Don’t You Want Me? – India Knight (twitter | facebook)
Publication: 2002 (paperback), Penguin Books
Page Count: 260
My Rating: Good Weekend Read (Women) / A Giggle-A-Minute Read
“Sex. There’s a lot of it about. And Stella is definitely not getting her fair share. She’s also got a few handicaps; she’s the wrong side of thirty-five, she’s a single mum (to the adorable Honey), and her French hot-blooded ness is liable to turn grown men pale. Mind you, the men she meets are either perma-tanned, tight-trousered smoothies with strangely white teeth or – easy tiger – balding, poorly socialised podgers. One lot have black satin sheets; the other lot have, well, wives. What’s a girl to do?”
Mother-of-one Stella finds herself thrust firmly into the world of dating after separating from her husband, Dominic. Now house-sharing with single artist Frank (who has loud sex, making Stella feel even more out-of-touch with the modern dating scene), Stella juggles her baby girl, Honey while trying to come to grips with a world she feels ill-equipped to handle.
“When you’re part of a couple and you turn up at dinner, things are simple. You’ve made a bit of an effort, obviously, but basically you go as you. No longer; I genuinely have no idea of what I should wear in my newly separated circumstances. Clothes maketh the man and all that: I don’t know how to advertise myself.”

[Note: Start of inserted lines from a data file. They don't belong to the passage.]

PR #375, opened 2020-03-24
automatically calculate duration

YangKeao:

Calculate time chaos offset automatically.

### Check List 

Tests 

 - Manual test

Code changes

 - Has Go code change

Side effects

Related changes

Should use new form of `timeOffset` field.


controllers/timechaos/types.go
```diff
@@ -285,11 +286,19 @@ func (r *Reconciler) applyContainer(ctx context.Context, client chaosdaemon.Chao
 		return err
 	}
 
-	r.Log.Info("setting time shift", "mask", mask, "sec", chaos.Spec.TimeOffset.Sec, "nsec", chaos.Spec.TimeOffset.NSec)
+	duration, err := time.ParseDuration(chaos.Spec.TimeOffset)
```
cwen0: split this logic to a single help function?  So we can add the unit test for this.

doc/time_chaos.md
```diff
@@ -17,9 +17,7 @@ spec:
   selector:
     labelSelectors:
       "app.kubernetes.io/component": "pd"
-  timeOffset:
-    sec: 100000
-    nsec: 100000
+  timeOffset: "-10m100ns"
```
cwen0: Remember to update the Wiki

controllers/timechaos/types.go
YangKeao: Yes!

I loved this book from beginning to end! I bought it second-hand for $8; a serious bargain given that I have read it a handful of times and have thoroughly enjoyed it every time.
Stella is such a likeable character; she honestly could be your sister or girlfriend, and the entire tone of the novel is chatty and relaxed. I laughed along with her, groaning at her awkward dating moments and cheering her along to the end. It’s the perfect novel for a long-haul flight, because you won’t want to put it down, and when you do, you will wonder at how much time went by without you even noticing.
There were a few things I found a bit hard to swallow – Stella’s ex husband Dominic, a rich art dealer, allows Stella to remain in their marital home (which Stella re-models extravagantly, conveniently paying through the sale of some artworks Dominic left behind) and Stella has no financial stresses. She doesn’t work, and yet she hires babysitters frequently and housemate Frank seems to do most of the cooking and cleaning. I can imagine that for a reader who is divorced and not so lucky in the financial department there might be some eye-rolling moments, and I did find myself frustratedly thinking “she does NOTHING all day!!”, but from my own experience those thoughts were short-lived as I kept being sucked back into the narrative before I could really question and think too much on it (and let’s face it, novels like this aren’t too focused on their connect to reality!).
India Knight touches on some wonderfully funny topics; dating an older man (who doesn’t realise (or want to admit) that he falls into the “older man” category), attending a child care centre where the mothers are “earthy” and aren’t fussed when their children poo on the floor… I don’t want to give away all of the secrets, but trust me when I say that this novel will make you laugh out loud.